2. Cover and cook on low 6 to 8 hours until chicken is tender. Sprinkle with scallions. Great with coleslaw and cornbread on the side.
Mexican Beef & Black Bean Soup
8 oz lean ground beef
1 cup chopped onion
1 tsp dried oregano
1 tsp ground cumin
1 15 oz can corn
1 15 oz can chicken broth
1 cn diced tomatoes with green chiles
15 oz black beans, rinsed
1/2 cup chopped cilantro
Put ground beef, onion, oregano and cumin in a 2- to 3-qt saucepan. Cook, breaking up clumps of beef with a spoon, 3 minutes or until beef is browned. Add corn, chicken broth, diced tomatoes with green chiles, and rinsed black beans; bring mixture to a boil. Reduce heat to low; simmer 5 to 10 minutes for flavors to blend. Stir in 1/2 cup chopped cilantro and serve with crushed corn tortilla chips.

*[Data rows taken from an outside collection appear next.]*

PR #823, opened 2022-01-06
wip: feat: re-enable TAV

Rauno56:

Had to temporarily disable TAV after some CI problems. Implementing some fixes and re-enabling it again.
After the discussion in SIG, the plan is:

- disable running on every PR - trust devs to do that locally;
- add a reminder of :point_up: in the PR template;
- run TAV setup scheduled;
- run TAV setup on release PRs.

- removed change-detection - doesn't make sense for scheduled runs;


.github/workflows/test-all-versions.yml
```diff
@@ -118,4 +118,4 @@ jobs:
       - name: Bootstrap Dependencies
         run: npx lerna bootstrap --no-ci --hoist --nohoist='zone.js' --nohoist='mocha' --nohoist='ts-mocha'
       - name: Run test-all-versions
-        run: lerna run test-all-versions -- ${{ matrix.lerna-extra-args }}
+        run: npx lerna run test-all-versions -- ${{ matrix.lerna-extra-args }}
```
dyladan, line 121: Maybe we should add a `test-all-versions` script to the root package.json that calls `lerna` so we don't have to use `npx`? I don't mind npx but this way we would guarantee a local version is used and we aren't installing over the network every time we run.

vmarchaud: I agree

Rauno56:
Status: tests for `ioredis@4.28.1` fail.

vmarchaud:
> Status: tests for ioredis@4.28.1 fail.

Is it flaky or just not working ? Seems weird that it doesn't work for node 16 but work for 8

Rauno56:
I'm not sure why, but the tests are actually not even running in node 8.

I think it's not flaky, but a bug. I just wanted to add a comment here for people who might have a question about why this is not moving along.

Rauno56:
Submitted fixes with #830, will turn those off until that's merged and this one here rebased.

Rauno56:
I'm afraid that running tests for packages concurrently doesn't work because of weird race conditions with `lerna` linking or something. Cryptic errors like "`requ` not defined" in the `test-utils` package.

dyladan (approved):

vmarchaud (approved):

blumamir (approved):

Gooseberry Patch has a new recipe book called Slow Cookers, Casseroles & Skillets. Here is a sample recipe:
Root Beer Pulled Pork BBQ
2 onions, sliced and divided
2 T. garlic, minced
4-lb. pork roast
1/2 t. salt
1/2 t. pepper
4-1/2 c. root beer, divided
16-oz. bottle favorite barbecue or chili sauce
Place one sliced onion in the bottom of a slow cooker; add garlic. Sprinkle roast with salt and pepper; place in slow cooker. Add 1-1/2 cups root beer to slow cooker. Cover and cook on low setting for 8 to 10 hours, or on high setting for 5 hours. Remove roast and set aside to cool. Discard onion and liquid in slow cooker. In a saucepan, bring sauce and remaining root beer to a boil; simmer for 30 minutes. When roast is cool enough to handle, shred with a fork, discarding bone and fat; return shredded meat to slow cooker. Stir in sauce mixture and remaining onion. Cover and cook on high setting for one to 3 hours, until onion is soft. Serves 12.